### TASK
Keyword search on "push": report each line of the records that contains it.

### DATASET EXTRACT
---+---
PR #14069, opened 2023-10-23
perf: Implement a FreezableList to use for DependencyObjectStore

Youssef1313:
image

**FreezableList is about 3x faster**

## PR Type

### <samp>🤖 Generated by Copilot at 6a662d9</samp>

This pull request introduces a new `FreezableList` class that improves the performance of dependency property collections in the `DependencyObjectStore` and `DependencyPropertyDetailsCollection` classes. It also adds a benchmark project to compare `FreezableList` and `ImmutableList`, and updates some nullable annotations and null checks in the code.

## PR Checklist

## Other information

### DIFF
--- a/src/SamplesApp/Benchmarks.Shared/Suite/Collections/FreezableListVsImmutableListBench.cs
+++ b/src/SamplesApp/Benchmarks.Shared/Suite/Collections/FreezableListVsImmutableListBench.cs
@@ -1,0 +1,32 @@
+#if !WINDOWS_UWP
+using BenchmarkDotNet.Attributes;
+using Uno.Collections;
+
+namespace SamplesApp.Benchmarks.Suite;
+
+[MemoryDiagnoser]
+public class FreezableListVsImmutableListBench
+{
+	[Benchmark(Baseline = true)]
+	public void ImmutableList()
+	{
+		var x = new ImmutableList<string>();
+		for (int i = 0; i < 10; i++)
+		{
+			x = x.Add(null);
+		}
+	}
+
+
+	[Benchmark]
+	public void FreezableList()
+	{
+		var x = new FreezableList<string>();
+		for (int i = 0; i < 10; i++)
+		{
+			x.Add(null);
+		}
+	}
+}
+
+#endif
--- a/src/Uno.UI/UI/Xaml/DependencyPropertyDetailsCollection.Bindings.cs
+++ b/src/Uno.UI/UI/Xaml/DependencyPropertyDetailsCollection.Bindings.cs
@@ -1,8 +1,6 @@
-﻿using System;
-using System.Collections.Generic;
-using System.Text;
+﻿#nullable enable
+
 using Uno.Collections;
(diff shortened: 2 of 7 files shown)


src/SamplesApp/Benchmarks.Shared/Suite/Collections/FreezableListVsImmutableListBench.cs
```diff
@@ -0,0 +1,32 @@
+#if !WINDOWS_UWP
+using BenchmarkDotNet.Attributes;
+using Uno.Collections;
+
+namespace SamplesApp.Benchmarks.Suite;
+
+[MemoryDiagnoser]
```
Youssef1313, line 7: Note: The benchmark output didn't contain anything related to memory :/
Not sure why is that.

src/Uno.UI/UI/Xaml/DependencyPropertyDetailsCollection.Bindings.cs
```diff
@@ -84,11 +101,15 @@ internal void SuspendBindings()
...
 				_bindingsSuspended = true;
 
-				var bindings = _bindings.Data;
-
-				for (int i = 0; i < bindings.Length; i++)
+				var bindings = _bindings;
+				if (bindings is not null)
 				{
-					bindings[i].SuspendBinding();
+					bindings.Freeze();
```
jeromelaban, line 107: I like the idea, though it's not the same as having an immutable list, particularly if for some reason the property notification is reentrant. In such a case, handlers would be missed. Have you tried throwing of a list is already frozen and tried to be frozen again?

Youssef1313: @jeromelaban Would having a counter resolve your concern?
i.e, on Freeze we will increase the counter by one, and on Unfreeze we will decrease it, and we only push the queue to the list if the counter became zero?

i.e,

```
Count is 0 initially
Freeze: Count 1
Freeze: Count 2
Unfreeze: Count 1 // do nothing.
Unfreeze: Count 0 // push the queue to the actual list.
```

jeromelaban: That's where I'm not sure. In theory, the reentrant call (if that can happen) would invoke the new list, regardless of upper-stack freezing. That's where I'm asking if you throw when there's a reentrant call, does it actually happen with all the tests we have.

Youssef1313: @jeromelaban I added a `throw`. There are some test failures but they are not showing the exception, so I think the exception was caught somewhere and just causes the test to produce wrong results. I think I'll need to debug locally and see exactly what's happening. The hard part is understanding and finding a test case that will produce different results per the used approach.

MartinZikmund:
@ebariche Can you please check if this PR can be completed/reworked?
---+---
### OUTPUT FOR THIS EXERCISE
i.e, on Freeze we will increase the counter by one, and on Unfreeze we will decrease it, and we only push the queue to the list if the counter became zero?
Unfreeze: Count 0 // push the queue to the actual list.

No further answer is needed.